--- PROVIDED DATA Enclosed Below ---

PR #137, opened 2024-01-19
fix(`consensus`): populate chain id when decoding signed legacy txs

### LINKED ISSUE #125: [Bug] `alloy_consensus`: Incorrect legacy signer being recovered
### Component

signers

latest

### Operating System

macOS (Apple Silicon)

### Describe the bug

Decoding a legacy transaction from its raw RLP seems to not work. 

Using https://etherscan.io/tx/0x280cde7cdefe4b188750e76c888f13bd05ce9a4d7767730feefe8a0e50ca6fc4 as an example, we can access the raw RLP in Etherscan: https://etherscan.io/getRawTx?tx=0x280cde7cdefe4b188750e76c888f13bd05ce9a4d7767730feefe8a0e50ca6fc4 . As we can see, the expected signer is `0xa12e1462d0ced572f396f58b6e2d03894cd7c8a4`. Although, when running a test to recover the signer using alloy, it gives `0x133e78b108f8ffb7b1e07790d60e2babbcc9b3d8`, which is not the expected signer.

--- End of Enclosed PROVIDED DATA ---
--- PROVIDED DATA Enclosed Below ---

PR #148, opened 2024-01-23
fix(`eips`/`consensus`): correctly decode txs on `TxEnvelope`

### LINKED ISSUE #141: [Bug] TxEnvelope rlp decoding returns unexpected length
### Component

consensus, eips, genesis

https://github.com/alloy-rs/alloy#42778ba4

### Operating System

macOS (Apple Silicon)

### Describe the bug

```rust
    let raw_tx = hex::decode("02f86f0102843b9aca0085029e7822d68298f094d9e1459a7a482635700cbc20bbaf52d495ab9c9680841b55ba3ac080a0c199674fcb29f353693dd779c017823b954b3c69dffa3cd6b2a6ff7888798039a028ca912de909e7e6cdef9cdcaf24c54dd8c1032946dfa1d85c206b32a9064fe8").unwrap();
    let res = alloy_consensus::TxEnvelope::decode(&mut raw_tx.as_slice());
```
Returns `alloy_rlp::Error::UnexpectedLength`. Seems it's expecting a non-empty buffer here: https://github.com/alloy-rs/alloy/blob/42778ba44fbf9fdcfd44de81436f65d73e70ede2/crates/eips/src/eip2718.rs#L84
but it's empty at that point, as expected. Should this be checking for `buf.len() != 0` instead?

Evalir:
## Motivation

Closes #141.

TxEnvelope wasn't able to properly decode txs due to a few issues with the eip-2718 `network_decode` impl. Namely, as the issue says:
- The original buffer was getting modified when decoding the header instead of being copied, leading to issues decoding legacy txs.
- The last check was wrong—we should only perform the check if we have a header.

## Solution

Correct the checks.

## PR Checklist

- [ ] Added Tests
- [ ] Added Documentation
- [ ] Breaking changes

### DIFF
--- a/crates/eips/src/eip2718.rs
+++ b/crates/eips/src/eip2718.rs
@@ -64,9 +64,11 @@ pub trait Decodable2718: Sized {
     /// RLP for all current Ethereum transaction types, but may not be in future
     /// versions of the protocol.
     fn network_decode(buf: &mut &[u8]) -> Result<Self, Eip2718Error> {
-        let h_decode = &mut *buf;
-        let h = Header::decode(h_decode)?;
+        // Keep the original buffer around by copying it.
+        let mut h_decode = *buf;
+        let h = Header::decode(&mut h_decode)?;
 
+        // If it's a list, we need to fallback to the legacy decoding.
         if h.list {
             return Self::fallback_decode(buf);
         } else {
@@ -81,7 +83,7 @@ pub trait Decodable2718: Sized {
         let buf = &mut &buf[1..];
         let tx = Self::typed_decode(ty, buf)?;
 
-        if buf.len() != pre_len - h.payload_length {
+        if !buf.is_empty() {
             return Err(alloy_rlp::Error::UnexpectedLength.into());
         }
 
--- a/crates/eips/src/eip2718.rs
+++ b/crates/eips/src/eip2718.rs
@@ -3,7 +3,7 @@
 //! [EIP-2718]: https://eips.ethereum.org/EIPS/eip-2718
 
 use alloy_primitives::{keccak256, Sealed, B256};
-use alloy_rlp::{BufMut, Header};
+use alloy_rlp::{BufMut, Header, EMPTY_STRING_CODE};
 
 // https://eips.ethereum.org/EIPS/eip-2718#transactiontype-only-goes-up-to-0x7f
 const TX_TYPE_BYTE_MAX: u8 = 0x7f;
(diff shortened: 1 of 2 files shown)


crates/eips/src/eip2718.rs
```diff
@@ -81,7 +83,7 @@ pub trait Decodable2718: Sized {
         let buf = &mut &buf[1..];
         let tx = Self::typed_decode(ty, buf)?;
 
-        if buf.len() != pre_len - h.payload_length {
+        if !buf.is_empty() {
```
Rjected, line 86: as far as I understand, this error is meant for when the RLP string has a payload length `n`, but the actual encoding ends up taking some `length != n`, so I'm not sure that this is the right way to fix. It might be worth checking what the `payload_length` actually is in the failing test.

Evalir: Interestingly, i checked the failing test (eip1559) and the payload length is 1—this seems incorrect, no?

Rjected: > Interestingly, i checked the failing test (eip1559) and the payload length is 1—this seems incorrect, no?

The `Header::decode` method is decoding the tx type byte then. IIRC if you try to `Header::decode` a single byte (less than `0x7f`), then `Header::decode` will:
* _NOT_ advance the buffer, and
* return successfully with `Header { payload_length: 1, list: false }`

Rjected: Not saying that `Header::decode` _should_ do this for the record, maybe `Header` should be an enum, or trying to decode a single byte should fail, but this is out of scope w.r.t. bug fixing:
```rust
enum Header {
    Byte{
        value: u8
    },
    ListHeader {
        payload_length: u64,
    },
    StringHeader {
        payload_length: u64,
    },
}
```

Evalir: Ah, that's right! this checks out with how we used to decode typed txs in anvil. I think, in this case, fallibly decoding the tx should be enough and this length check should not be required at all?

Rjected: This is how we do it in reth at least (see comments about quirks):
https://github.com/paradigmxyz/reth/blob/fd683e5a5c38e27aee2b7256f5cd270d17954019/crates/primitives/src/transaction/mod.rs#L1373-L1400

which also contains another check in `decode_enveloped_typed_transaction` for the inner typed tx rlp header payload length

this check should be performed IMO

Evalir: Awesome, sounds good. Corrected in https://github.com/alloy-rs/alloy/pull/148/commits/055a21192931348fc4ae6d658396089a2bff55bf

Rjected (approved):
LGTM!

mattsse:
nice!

--- End of Enclosed PROVIDED DATA ---
--- PROVIDED DATA Enclosed Below ---

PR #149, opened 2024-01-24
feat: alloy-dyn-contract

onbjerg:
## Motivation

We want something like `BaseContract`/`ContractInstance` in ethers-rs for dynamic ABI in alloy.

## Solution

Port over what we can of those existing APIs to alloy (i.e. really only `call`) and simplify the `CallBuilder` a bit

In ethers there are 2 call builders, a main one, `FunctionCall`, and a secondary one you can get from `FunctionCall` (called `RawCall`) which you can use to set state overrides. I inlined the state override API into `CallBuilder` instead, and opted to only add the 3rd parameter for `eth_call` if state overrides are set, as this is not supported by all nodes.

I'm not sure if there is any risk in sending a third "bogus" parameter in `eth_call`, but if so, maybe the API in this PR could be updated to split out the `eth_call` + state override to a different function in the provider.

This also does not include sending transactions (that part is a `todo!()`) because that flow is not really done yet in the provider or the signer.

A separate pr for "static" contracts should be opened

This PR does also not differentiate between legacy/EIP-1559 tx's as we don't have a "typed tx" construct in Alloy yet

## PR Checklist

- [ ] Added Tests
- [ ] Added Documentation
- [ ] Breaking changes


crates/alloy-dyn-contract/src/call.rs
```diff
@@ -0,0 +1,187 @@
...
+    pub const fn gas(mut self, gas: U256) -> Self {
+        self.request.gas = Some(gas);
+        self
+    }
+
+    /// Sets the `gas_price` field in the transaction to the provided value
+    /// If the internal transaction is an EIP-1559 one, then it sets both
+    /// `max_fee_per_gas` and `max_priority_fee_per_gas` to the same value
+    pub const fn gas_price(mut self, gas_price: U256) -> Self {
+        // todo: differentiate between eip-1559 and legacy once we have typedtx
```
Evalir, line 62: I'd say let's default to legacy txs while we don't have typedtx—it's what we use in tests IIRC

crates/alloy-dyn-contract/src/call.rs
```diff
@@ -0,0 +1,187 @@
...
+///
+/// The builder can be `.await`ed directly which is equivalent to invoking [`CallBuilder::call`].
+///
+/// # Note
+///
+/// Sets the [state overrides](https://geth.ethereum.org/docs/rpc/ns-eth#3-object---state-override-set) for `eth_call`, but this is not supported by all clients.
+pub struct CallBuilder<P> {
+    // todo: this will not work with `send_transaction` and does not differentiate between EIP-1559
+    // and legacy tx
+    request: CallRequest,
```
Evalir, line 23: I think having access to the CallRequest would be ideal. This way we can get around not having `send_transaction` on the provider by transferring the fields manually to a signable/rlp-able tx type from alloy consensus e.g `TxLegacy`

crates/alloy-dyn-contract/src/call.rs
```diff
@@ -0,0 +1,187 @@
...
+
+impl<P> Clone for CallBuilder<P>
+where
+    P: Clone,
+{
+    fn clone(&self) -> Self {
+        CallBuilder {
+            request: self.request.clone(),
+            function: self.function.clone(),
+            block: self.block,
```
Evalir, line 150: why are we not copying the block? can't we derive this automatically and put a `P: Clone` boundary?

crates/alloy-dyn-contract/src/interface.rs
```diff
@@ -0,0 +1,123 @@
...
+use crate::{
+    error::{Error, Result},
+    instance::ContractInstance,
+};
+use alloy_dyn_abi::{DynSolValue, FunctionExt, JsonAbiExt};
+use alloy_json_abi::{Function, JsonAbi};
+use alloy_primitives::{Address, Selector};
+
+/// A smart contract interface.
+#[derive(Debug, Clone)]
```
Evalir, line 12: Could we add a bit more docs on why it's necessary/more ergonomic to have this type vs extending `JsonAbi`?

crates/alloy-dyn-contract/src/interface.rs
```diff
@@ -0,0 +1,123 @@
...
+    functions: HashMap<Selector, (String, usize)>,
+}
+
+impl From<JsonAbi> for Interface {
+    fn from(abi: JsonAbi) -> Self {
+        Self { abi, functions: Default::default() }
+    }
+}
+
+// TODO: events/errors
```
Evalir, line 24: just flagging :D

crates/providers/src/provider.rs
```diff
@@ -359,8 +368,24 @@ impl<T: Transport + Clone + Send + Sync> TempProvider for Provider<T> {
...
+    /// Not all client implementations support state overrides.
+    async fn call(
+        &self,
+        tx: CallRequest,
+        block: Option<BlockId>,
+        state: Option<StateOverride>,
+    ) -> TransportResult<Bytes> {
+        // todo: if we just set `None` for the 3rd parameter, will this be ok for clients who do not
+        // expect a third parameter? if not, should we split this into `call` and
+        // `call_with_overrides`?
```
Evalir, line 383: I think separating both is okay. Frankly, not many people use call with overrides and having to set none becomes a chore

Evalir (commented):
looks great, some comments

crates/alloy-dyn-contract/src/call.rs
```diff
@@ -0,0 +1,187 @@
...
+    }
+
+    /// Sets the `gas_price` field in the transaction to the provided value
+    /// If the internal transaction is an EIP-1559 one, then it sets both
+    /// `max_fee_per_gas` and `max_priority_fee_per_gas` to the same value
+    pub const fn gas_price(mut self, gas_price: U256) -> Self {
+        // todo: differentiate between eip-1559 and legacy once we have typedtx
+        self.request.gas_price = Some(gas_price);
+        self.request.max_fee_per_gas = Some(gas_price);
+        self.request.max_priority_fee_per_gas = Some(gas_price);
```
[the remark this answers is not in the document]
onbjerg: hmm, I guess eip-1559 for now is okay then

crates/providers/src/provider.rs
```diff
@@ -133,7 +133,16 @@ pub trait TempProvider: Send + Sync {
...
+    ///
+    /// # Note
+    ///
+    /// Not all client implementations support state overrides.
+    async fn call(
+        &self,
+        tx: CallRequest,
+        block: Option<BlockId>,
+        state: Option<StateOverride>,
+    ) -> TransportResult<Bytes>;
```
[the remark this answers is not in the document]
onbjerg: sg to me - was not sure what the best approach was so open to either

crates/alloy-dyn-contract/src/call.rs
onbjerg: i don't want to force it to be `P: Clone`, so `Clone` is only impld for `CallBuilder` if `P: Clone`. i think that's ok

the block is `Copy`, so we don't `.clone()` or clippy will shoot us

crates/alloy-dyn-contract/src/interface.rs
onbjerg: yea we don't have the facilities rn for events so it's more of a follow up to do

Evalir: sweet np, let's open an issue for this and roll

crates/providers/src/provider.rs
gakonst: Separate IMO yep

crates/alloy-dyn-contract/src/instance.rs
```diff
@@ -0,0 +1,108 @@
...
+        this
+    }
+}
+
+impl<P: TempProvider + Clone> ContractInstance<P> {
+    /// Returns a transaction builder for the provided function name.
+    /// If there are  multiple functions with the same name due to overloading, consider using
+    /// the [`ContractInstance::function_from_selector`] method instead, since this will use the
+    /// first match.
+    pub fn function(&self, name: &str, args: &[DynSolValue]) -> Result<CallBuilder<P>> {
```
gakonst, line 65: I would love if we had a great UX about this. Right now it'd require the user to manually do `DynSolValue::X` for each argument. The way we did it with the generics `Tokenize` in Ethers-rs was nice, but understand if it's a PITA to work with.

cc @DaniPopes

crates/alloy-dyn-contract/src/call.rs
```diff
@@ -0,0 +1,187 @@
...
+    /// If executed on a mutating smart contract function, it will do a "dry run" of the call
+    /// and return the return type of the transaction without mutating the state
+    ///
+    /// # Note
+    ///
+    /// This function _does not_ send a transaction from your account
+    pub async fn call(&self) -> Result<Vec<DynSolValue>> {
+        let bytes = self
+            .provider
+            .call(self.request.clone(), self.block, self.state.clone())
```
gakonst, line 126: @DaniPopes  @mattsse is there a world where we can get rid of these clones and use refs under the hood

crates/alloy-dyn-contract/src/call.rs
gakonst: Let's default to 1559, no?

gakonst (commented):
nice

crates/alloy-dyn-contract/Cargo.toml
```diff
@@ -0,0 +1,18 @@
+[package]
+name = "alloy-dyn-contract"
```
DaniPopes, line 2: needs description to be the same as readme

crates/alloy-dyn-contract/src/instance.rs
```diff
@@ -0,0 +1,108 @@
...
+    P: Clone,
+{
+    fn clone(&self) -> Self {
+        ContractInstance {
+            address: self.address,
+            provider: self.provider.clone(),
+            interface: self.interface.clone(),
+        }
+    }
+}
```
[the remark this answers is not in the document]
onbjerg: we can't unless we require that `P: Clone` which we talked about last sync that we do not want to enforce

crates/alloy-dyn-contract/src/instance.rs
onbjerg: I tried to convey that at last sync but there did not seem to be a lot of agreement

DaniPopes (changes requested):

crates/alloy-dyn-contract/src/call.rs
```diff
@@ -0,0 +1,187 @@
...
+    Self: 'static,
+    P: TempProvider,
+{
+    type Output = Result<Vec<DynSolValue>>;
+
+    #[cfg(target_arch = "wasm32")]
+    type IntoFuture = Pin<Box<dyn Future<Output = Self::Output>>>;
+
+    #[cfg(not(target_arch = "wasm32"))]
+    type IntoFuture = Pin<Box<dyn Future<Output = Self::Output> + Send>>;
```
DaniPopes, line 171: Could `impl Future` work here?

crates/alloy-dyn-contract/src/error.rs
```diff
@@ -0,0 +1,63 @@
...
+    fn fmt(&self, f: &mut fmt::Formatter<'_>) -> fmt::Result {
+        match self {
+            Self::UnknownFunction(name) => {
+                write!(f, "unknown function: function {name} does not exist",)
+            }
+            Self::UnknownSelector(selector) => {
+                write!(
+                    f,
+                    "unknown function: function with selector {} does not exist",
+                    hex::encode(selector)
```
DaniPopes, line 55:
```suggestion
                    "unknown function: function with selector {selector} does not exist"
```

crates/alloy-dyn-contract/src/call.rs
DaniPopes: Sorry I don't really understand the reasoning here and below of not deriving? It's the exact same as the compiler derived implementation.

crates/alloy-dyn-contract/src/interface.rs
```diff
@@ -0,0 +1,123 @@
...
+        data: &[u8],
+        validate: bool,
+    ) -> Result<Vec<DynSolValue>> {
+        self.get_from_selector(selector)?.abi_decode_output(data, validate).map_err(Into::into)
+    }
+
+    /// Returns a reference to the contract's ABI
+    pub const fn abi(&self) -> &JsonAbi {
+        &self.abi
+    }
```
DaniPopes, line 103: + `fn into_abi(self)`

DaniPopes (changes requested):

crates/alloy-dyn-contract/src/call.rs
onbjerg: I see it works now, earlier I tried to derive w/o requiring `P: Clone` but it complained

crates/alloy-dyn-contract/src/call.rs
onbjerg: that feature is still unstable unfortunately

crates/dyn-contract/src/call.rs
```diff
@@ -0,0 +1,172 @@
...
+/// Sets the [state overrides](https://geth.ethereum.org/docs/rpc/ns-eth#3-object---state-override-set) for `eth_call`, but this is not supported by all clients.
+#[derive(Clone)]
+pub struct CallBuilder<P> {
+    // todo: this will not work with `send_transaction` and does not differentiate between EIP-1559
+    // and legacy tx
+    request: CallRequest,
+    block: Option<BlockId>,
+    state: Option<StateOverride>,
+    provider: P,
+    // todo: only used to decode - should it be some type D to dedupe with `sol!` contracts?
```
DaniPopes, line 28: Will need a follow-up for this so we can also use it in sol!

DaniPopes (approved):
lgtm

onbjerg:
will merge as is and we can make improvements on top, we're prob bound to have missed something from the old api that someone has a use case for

--- End of Enclosed PROVIDED DATA ---

EXERCISE INSTRUCTIONS: Determine, please, how many lines hold "blob" in the records, and give that number by itself.

OUTPUT: 2